The .en suffix indicates models specialized for English, which are faster and more accurate for English content.

Requirements

  • Python 3.12+
  • An audio input device (microphone)

Configuration

You can configure the server using environment variables:

# Set Whisper model
export WHISPER_MODEL=small.en

# Set audio sample rate
export SAMPLE_RATE=44100

# Set maximum recording duration (seconds)
export MAX_DURATION=120

# Then run the server
voice-recorder-mcp

Troubleshooting

Common Issues

  • No audio being recorded: Check your microphone permissions and settings
  • Model download errors: Ensure you have a stable internet connection for the initial model download
  • Integration with Goose: Make sure the command path is correct
  • Audio quality issues: Try adjusting the sample rate (default: 16000)

Contributing

Contributions are welcome!

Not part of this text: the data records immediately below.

PR #504, opened 2022-11-30
SSH signatures support

fpoussin:
Hi,

SSH signed commits are currently ignored because the field type was unknown.

This PR adds basic support for it.

### DIFF
--- a/policy/predicate/signature_test.go
+++ b/policy/predicate/signature_test.go
@@ -30,7 +30,7 @@ func TestHasValidSignatures(t *testing.T) {
 
 	testCases := []SignatureTestCase{
 		{
-			"ValidSignature",
+			"ValidGpgSignature",
 			&pulltest.Context{
 				AuthorValue: "mhaypenny",
 				CommitsValue: []*pull.Commit{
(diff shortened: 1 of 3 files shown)


palantirtech:
Thanks for your interest in [palantir/policy-bot](https://github.com/palantir/policy-bot), @fpoussin! Before we can accept your pull request, you need to sign our contributor license agreement - just visit https://cla.palantir.com/ and follow the instructions. Once you sign, I'll automatically update this pull request.

bluekeyes (approved):
Thanks! This looks good for the `has_valid_signatures` and `has_valid_signatures_by` predicates. As a follow-up, we should probably add a `key_fingerprints` property to the `has_valid_signatures_by_keys` predicate, but I think this is fine to merge for partial SSH support.

bluekeyes:
Hey @fpoussin, it turns out this is incompatible with GitHub Enterprise 3.6 and earlier, which do not support SSH signature. Running the GraphQL query fails with the error: `No such type SshSignature, so it can't be a fragment condition`

I'm going to see if there's a way to enable the feature only when the target GitHub instance supports it, but I might have to temporarily revert this PR until GitHub Enterprise 3.7 is more widely deployed (probably early in 2023.)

Please feel free to submit a Pull Request.

  1. Fork the repository
  2. Create your feature branch (git checkout -b feature/amazing-feature)
  3. Commit your changes (git commit -m 'Add some amazing feature')
  4. Push to the branch (git push origin feature/amazing-feature)
  5. Open a Pull Request

License

This project is licensed under the MIT License - see the LICENSE file for details.